Harris Corp. ( LHX -0.84% ) and L3 Technologies ( LLL ), two of the most underappreciated companies in the defense sector, are planning to come together in hopes of better competing against the much larger primes. There was a lot for investors to like about each of these companies prior to the deal. Post-merger, the new L3 Harris Technologies looks like it could be a winner.
On Oct. 14, Harris and L3 said they would combine in an all-stock deal that would create a $33.5 billion market cap defense electronics company with about $16 billion in pro forma annual revenue and EBIT of $2.4 billion. L3 CEO Chris Kubasik said the deal would move the two companies closer to becoming an "innovative non-traditional 6th Prime," though the company would still fall well short of industry leaders Lockheed Martin, General Dynamics, Northrop Grumman, Raytheon, and Boeing in terms of annual sales.
Though Harris holders would own a slight majority of the shares in the combined company, the deal is structured as a merger of equals. Post-deal, the board would consist of six members from each side, and Harris CEO William Brown plans to stay in that role for two years before making way for Kubasik.
Can 1 + 1 = 2+?
The two companies are a lot alike, with each focused on military electronics and communications. Both have been pushing to increase the amount of business they do directly with the Pentagon instead of serving as a subcontractor, with Harris focused on battlefield management, aircraft communications, and increasing its classified space work and L3 making a range of sensors and night-vision equipment and developing unmanned vessels.
They both have customers adjacent to the military, with Harris perhaps best known for its Stingray cellphone trackers used by U.S. law enforcement and L3 the vendor behind the full-body scanners used for airport security.
The combined company would generate about 67% of revenue from prime contracts, with the rest from subcontractor work. The U.S. Air Force, the combination's largest customer, would account for just 26% of revenue, with international, U.S. Navy, U.S. Army, commercial work, and civil government agencies each accounting for more than 10%.
Harris' Brown said the deal "unlocks additional growth opportunities" by allowing the combination to offer more end-to-end solutions to a broader range of U.S. and international customers.
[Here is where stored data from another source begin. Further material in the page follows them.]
PR #3757, opened 2023-06-28
Improve "cannot create pid" error message

andreafalzetti:
# Proposed changes

I've hit this error today and it took me some time to figure out why it was failing.

It was caused accidentally because I've used `sudo` to run some okteto commands which I then interrupted leaving an orphan `okteto.pid` owned by `root`, so that any following command was failing.

Besides spitting out an error here, we culd offer the user an actionable suggestion to heal and solve the situation.

It might be sligly different for Windows but I think as a generic advice, the one I've used could be sufficient for solving this error in most scenarios.. Let me know your thought on:

1. The approach used / style of comms
2. The actual suggested fix

| Before | After |
|--------|-------|
|    Screenshot 2023-06-15 at 17 55 35    |    Screenshot 2023-06-15 at 17 55 28   |

### DIFF
--- a/cmd/up/up.go
+++ b/cmd/up/up.go
@@ -606,7 +606,14 @@ func (up *upContext) start() error {
 
 	if err := up.pidController.create(); err != nil {
 		oktetoLog.Infof("failed to create pid file for %s - %s: %s", up.Dev.Namespace, up.Dev.Name, err)
-		return fmt.Errorf("couldn't create pid file for %s - %s", up.Dev.Namespace, up.Dev.Name)
+
+		return oktetoErrors.UserError{
+			E: fmt.Errorf("couldn't create a pid file for %s - %s", up.Dev.Namespace, up.Dev.Name),
+			Hint: `This error can occur if the ".okteto" folder in your home has misconfigured permissions.
+    To resolve, try 'sudo chown -R <your-user>: ~/.okteto'
+
+    Alternatively, check the permissions of that directory and its content to ensure your user has write permissions.`,
+		}
 	}
 
 	defer up.pidController.delete()


cmd/up/up.go
```diff
@@ -606,7 +606,12 @@ func (up *upContext) start() error {
 
 	if err := up.pidController.create(); err != nil {
 		oktetoLog.Infof("failed to create pid file for %s - %s: %s", up.Dev.Namespace, up.Dev.Name, err)
-		return fmt.Errorf("couldn't create pid file for %s - %s", up.Dev.Namespace, up.Dev.Name)
+		return fmt.Errorf(`The command failed because the okteto CLI couldn't create a pid file for %s - %s.
+
+    This error can occur if the ".okteto" folder in your home has misconfigured permissions.
+    To resolve, try "sudo chown -R <your-user>: ~/.okteto"
+
+    Alternatively, check the permissions of that directory and its content to ensure your user has write permissions."`, up.Dev.Namespace, up.Dev.Name)
```
AdrianPedriza, line 614:
```suggestion
    Alternatively, check the permissions of that directory and its content to ensure your user has write permissions.`, up.Dev.Namespace, up.Dev.Name)
```

AdrianPedriza: Maybe we could use [UserError](https://github.com/okteto/okteto/blob/master/pkg/errors/errors.go#L23C12-L23C12) in this case as we expose the error with a suggestion

jLopezbarb: +1 on using `UserError` to give the user a hint on how to fix it.

andreafalzetti: thanks, PR updated

AdrianPedriza (approved):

It also creates the scale needed to pursue bigger opportunities and, hopefully, make combined operations more cost competitive, with the companies predicting at least $500 million in annual gross cost synergies.
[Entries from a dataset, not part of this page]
Issue #3685, opened 2023-06-01
Ignore/warn about unsupported dev fields in the manifest instead of failing 


rlamana:
To ease switching to a hybrid mode instead of sync, we should take into account unsupported manifest fields and warn the users instead of failing the execution. 

Current output on `okteto up`
<img width="594" alt="Screenshot 2023-06-01 at 10 34 10" src="https://github.com/okteto/okteto/assets/237819/956c1b31-a461-4f13-a053-832c9145e4c5">

It should instead warn about it, something like this:
<img width="699" alt="Screenshot 2023-06-01 at 10 34 58" src="https://github.com/okteto/okteto/assets/237819/07decdc4-188b-434f-9ee2-d05b8bde30f1">

This is the table of the fields that should be supported in hybrid:

Sync | Hybrid | Currently Addressed
-- | -- | --
name | SHOULD WORK |  
selector | selector (ALREADY SUPPORTED) | YES
annotations | SHOULD WORK |  
tolerations | Not Supported |  
context | Not Supported |  
namespace | Not Supported |  
container | SHOULD WORK |  
image | Not Supported |  
push | Not Supported |  
imagePullPolicy | Not Supported |  
secrets | Not Supported |  
command | command (ALREADY SUPPORTED) | YES
args | SHOULD WORK |  
probes | SHOULD WORK |  
lifecycle | Not Supported |  
workdir | workdir (ALREADY SUPPORTED) |  
securityContext | Not Supported |  
serviceAccount | Not Supported |  
remote | SHOULD WORK -> local port where everything is exposed |  
sshServerPort | Not Supported |  
externalVolumes | Not Supported |  
sync | Not Supported |  
forward | forward (ALREADY SUPPORTED) |  
reverse | reverse (ALREADY SUPPORTED) |  
interface | SHOULD WORK |  
resources | Not Supported |  
services | SHOULD FAIL ? |  
persistentVolume | Not Supported |  
initContainer | Not Supported → Make sure we DON’T CREATE init container |  
initFromImage | Not Supported |  
timeout | SHOULD WORK |  
nodeSelector | Not Supported |  
affinity | Not Supported |  
metadata | SHOULD WORK |  
autocreate | SHOULD WORK |  
envFiles | SHOULD WORK |  
environment | environment (ALREADY SUPPORTED) |  
volumes | Not Supported |  
replicas | Not Supported |  
healthchecks | SHOULD WORK |  
labels | SHOULD WORK |

PR #3764, opened 2023-06-29
[Hybrid] Warn on unused fields but don't fail

andreafalzetti:
# Proposed changes

Fixes https://github.com/okteto/okteto/issues/3685

## Description

This change adds warnings that will be displayed to the users when they enable hybrid mode in a manifest where the `dev` section has fields unused by hybrid mode, but that could belong to the default mode. This can occur when trying hybrid mode on an existing configured manifest.

## How to test the old behavioir

1. Clone a sample repo: `git clone git@github.com:andreafalzetti/hybrid-test.git`
2. Go inside and using the latest okteto CLI version, run: `cd hybrid-test && okteto up`
3. Notice a series of errors and the process interrupted

## How to test the new behaviour

1. Checkout this branch and build the CLI
2. Go to the previous sample repo and run `okteto up` again.
3. Notice that the command is not failing anymore and you should see a series of warn messages saying: "In hybrid mode, the field "<field>" specified in your manifest is ignored".


pkg/model/serializer.go
```diff
@@ -742,13 +765,21 @@ func (d *Dev) UnmarshalYAML(unmarshal func(interface{}) error) error {
...
+				UnsupportedFields map[string]interface{} `yaml:",inline" json:"-"`
 			}
 
 			hybridModeDev := &hybridModeInfo{}
 			err := unmarshal(hybridModeDev)
 			if err != nil {
 				return err
 			}
+
+			for _, field := range hybridUnsupportedFields {
```
jLopezbarb, line 778: Could we iterate over `hybridModeDev.UnsupportedFields[field]`. That way we don't need the list of unsupported fields which does not scale and if we add a new one we may forget to add it to the list.

```suggestion
for field, _ := range hybridModeDev.UnsupportedFields {
    oktetoLog.Warning("In hybrid mode, the field '%s' specified in your manifest is ignored", field)
}
```

jLopezbarb (changes requested):

pkg/model/serializer.go
andreafalzetti: addressed in https://github.com/okteto/okteto/pull/3764/commits/9b62488e14fd06420b5ef33a49f1b6cff9ea9194#diff-4f6045f32d12e1bf0cf56de0a6ec8e8937dca49ea38367f0f9dbf11e359ff4c9R778

pkg/model/serializer.go
```diff
@@ -757,27 +775,17 @@ func (d *Dev) UnmarshalYAML(unmarshal func(interface{}) error) error {
...
+					if key == unsupportedFieldName {
+						isSupported = false
+						break
+					}
+				}
 
-			for _, field := range hybridUnsupportedFields {
-				if hybridModeDev.UnsupportedFields[field] != nil {
-					oktetoLog.Warning("In hybrid mode, the field '%s' specified in your manifest is ignored", field)
+				if !isSupported {
```
AdrianPedriza, line 787: @andreafalzetti @jLopezbarb WDYT about show just one warning that contains all the unsupported fields used instead of repeat same message for each field?

jLopezbarb: Yes, we can do something like the message that we have for compose.

andreafalzetti: Now that you guys mentioned it, and I also thought it was a good idea, I've done the change ✅

jLopezbarb (approved):

integration/commands/dev.go
```diff
@@ -87,25 +87,24 @@ func RunOktetoUp(oktetoPath string, upOptions *UpOptions) (*UpCommandProcessResu
 	}, nil
 }
 
-func RunOktetoUpAndWait(oktetoPath string, upOptions *UpOptions) error {
-
+func RunOktetoUpAndWait(oktetoPath string, upOptions *UpOptions) (bytes.Buffer, error) {
```
teresaromero, line 90:
```suggestion
func RunOktetoUpAndWaitWithOutput(oktetoPath string, upOptions *UpOptions) (bytes.Buffer, error) {
```

could we rename the function if now is returning the output? or perhaps create a similar one with output and keep the original if is used on other places?

andreafalzetti: @teresaromero this function is only used for this test, would you still go for the `WithOutput` suffix in that case?

pkg/model/serializer.go
```diff
@@ -722,6 +722,63 @@ func checkFileAndNotDirectory(path string) error {
 	return fmt.Errorf("Secret '%s' is not a regular file", path)
 }
 
+type hybridModeInfo struct {
```
teresaromero, line 725: would it make sense to move the hybrid "models" and variables to a pkg `hybrid` in order to avoid making model bigger? 

cc @jLopezbarb

pkg/model/serializer.go
```diff
@@ -734,22 +791,16 @@ func (d *Dev) UnmarshalYAML(unmarshal func(interface{}) error) error {
...
-
 			hybridModeDev := &hybridModeInfo{}
 			err := unmarshal(hybridModeDev)
 			if err != nil {
 				return err
 			}
+
+			warningMsg := hybridModeDev.warnHybridUnsupportedFields()
+			if warningMsg != "" {
+				oktetoLog.Warning(warningMsg)
```
teresaromero, line 802: i am thinking maybe we could just call the function that shows or not the warning instead of checking the output.

`warnHybridUnsupportedFields` i feel the function is going to warn, if we are returning output and then warning i would change naming maybe `getHybridUnsupportedFields` and with those then warn? instead of returning the message, return the fields and then create the message out. WDYT?

teresaromero (approved):
minor comments but not blockers, just discussion :) LGTM

pkg/model/serializer.go
andreafalzetti: @teresaromero I was thinking about the same, like we did for `pkg/cache`, howerer the Hybrid type depends on types from `model` that are shared with `Dev` so it turns into a cycle dependency so I gave up moving only Hybrid, I think once we move the whole "Dev" type outside of the model it will be easier

pkg/model/serializer.go
andreafalzetti: @teresaromero we need to keep `oktetoLog.Warning` calls outside of the function so that it's easily testable.

I see your point about the naming, I am open for suggestions! I think `getHybridUnsupportedFields` implies it returns the actual fields? The word "warn" in the current one makes me think about logging/warnings and having the return value called `warningMsg` feels quite clear.

I can't think of alternatives now but if you have one, happy to follow-up on this 🙏

integration/commands/dev.go
teresaromero: "only for test" but i think we should be consistent. We dont have a guidelines for naming yet but i think is better if we change it like that. No hard feelings

andreafalzetti: @teresaromero "only for _this_ test" was a reply to your feedback: "or perhaps create a similar one with output and keep the original if is used on other places" - my point is, no need to create a new one because it's only used once

andreafalzetti: I agree on the name, it's more explicit 👍 https://github.com/okteto/okteto/pull/3764/commits/512e05d846698856ab86dd1978732d9216e61c6e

They also expect to generate $3 billion in free cash flow within three years.
It can be dangerous to take corporate synergy predictions at face value, but Harris has done well to extract more than $200 million in gross costs out of Exelis, which it bought in 2015, and should have similar opportunities here to not just to combine back-office and public company functions but also streamline similar facilities.
The deal continues a pattern of large-scale consolidation among government contractors. Last year, Northrop Grumman paid more than $9 billion for Orbital ATK, expanding its exposure to space, and United Technologies agreed to buy Rockwell Collins for more than $30 billion.
So far in 2018, General Dynamics bought government IT contractor CSRA for $7.2 billion, Science Applications International has agreed to buy Engility Holdings for $2.5 billion, and just last week TransDigm agreed to buy Esterline Technologies for $4 billion.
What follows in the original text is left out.